I'm not a terribly vain person (I wear makeup maybe a few times a year, mostly at important work meetings), but I was pretty upset about needing to remove a mole that is connected to my identity in a lot of ways.  My children were both fascinated by it and constantly reached for it as infants and toddlers, grabbing and pinching it until their curiosity was sated / they were old enough to understand what it was.  My daughter has the same mole, in the same spot (but mirror image and --like mine was at her age -- still only a pin point on her face).  She has often asked if her face will look like mine and if her mole will be like mine when she's an adult. I've told her the truth -- I'm not sure.

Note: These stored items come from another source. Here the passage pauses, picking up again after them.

PR #799, opened 2021-11-27
fix: close_node behavior on file

MunifTanjim:
If `close_node` was called on a file, the parent folder is collapsed, but the ui was not being redrawn.


kyazdani42 (approved):

kyazdani42:
thanks :)

Issue #779, opened 2021-11-09
NvimTree does not open the file when it is open standalone


wookayin:
When nvim-tree is working when "hijacking" directory buffers, it cannot open the file.

Reproduce:

1. `vim .`   (or after entering vim, `e .`, `vs .`, etc.)
2. At this point, NvimTree will open in place of netrw (because it hijacks netrw upon FileExplorer)
3. Press `<CR>` to open any file
4. Nothing happens

It should work as Nerdtree and netrw would do.

Expected behavior:

1. Open the file
2. The current window (directory explorer) will be replaced by the file

wookayin:
This is because `nvim-tree.lib.Tree.target_winid` is nil

i1skn:
so, what one could do to fix it?

msva:
for example, I've "hacked" it around by `update_to_buf_dir=false` and `au VimEnter * :bwipeout` :D 
But proper fix would be to bisect the code and revert the change when it become broken.
Or to fix it another way and create a PR.

msva:
well, and yes, I've disabled the picker.

wookayin:
@msva That would be a great workaround, at least the default netrw or nerdtree would work well.

Ideally we would keep NvimTree handle the directory buffer, but this seems to require quite lines of changes. 

@i1skn  I tried adding to L349 `target_winid = api.nvim_get_current_win()` to force nvim-tree to open the file in the "current" window (the same one as the directory buffer), but the nvim-tree window will still appear in the left (with some blinking UI glitches), which should be fixed by improving other relevant logics.

wookayin:
@kyazdani42 Any updates?

wookayin:
#815 works to fix the bug itself, but it still doesn't work same as the netrw explorer when opening a directory buffer (e.g., only one nvim-tree buffer can present). I will open another issue about this. Thank you for the fix.

PR #815, opened 2021-12-01
fix: NvimTree does not open the file when it is open standalone

eightpigs:
fix: #779


kyazdani42 (approved):

kyazdani42:
i'm not sure why this was added though, but this seems strange indeed. Thanks for the fix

When I got home from the procedure, Leo and I explained to the kids why I was wearing a bandaid and couldn't smile or open my mouth very wide. We never said the word "cancer" to them.  Seba couldn't take his eyes off my stitches when I had the bandaid off. Lucia asked me hundred questions over the weekend about it, finally admitting that she had been scared that she might have to have her mole removed eventually, too. I promised her that I was doing everything I could to make sure it would not happen to her -- and that it why I insist on putting sunscreen on them before every soccer game and that she and her brother wear hats when feasible.

. . .

Tomorrow, I will return to the doctor's office and the last 3 stitches will come out. I'll ask him if he thinks the 1 cm scar will fade into my smile line or if he thinks I could tattoo a 'replacement' mole in its place. He's already told me to keep the scar well protected from the sun with sunscreen and a hat,  and that makeup will cover most of it. I'm sure about the sunscreen and hat but not sure if I'll start wearing makeup again. To be honest, I spent a lot of time looking in the mirror before I had kids; I often find that I've gone all day without looking in one only to discover eye crud off to the side behind my glasses hours after getting to the office. I've spent many hours looking in the mirror this week, getting used to my new face and trying not to think too much about what my biopsy results would be. I've over-thought the coincidence that my 1 cm scar is slightly smaller than my smallest malignant kidney tumor. But I've also remembered that while having kidney cancer was the Krakatoa of my life, that there's also been more joy, more adventures, and more passion in the last ~16 years than in the entire 28 years before. For now, I'm focusing on the joy -- and shopping for some more hats and sunscreen for everyone in the family.